▸ **WORK TASK**:
Find the line that contains "Issue #3022, opened 2019-06-20", then repeat it and each line after it to the end of the records, exactly.

++++ RECORD EXTRACTS ++++

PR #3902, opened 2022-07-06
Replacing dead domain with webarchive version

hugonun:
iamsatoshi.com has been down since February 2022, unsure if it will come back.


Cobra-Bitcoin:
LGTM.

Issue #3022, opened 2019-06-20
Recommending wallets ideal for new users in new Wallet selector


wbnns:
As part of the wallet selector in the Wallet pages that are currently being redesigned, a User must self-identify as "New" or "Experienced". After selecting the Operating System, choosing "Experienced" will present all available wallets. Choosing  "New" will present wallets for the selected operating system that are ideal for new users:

++++

▸ **RESPONSE TO THE EXERCISE**:
Issue #3022, opened 2019-06-20
Recommending wallets ideal for new users in new Wallet selector


wbnns:
As part of the wallet selector in the Wallet pages that are currently being redesigned, a User must self-identify as "New" or "Experienced". After selecting the Operating System, choosing "Experienced" will present all available wallets. Choosing  "New" will present wallets for the selected operating system that are ideal for new users:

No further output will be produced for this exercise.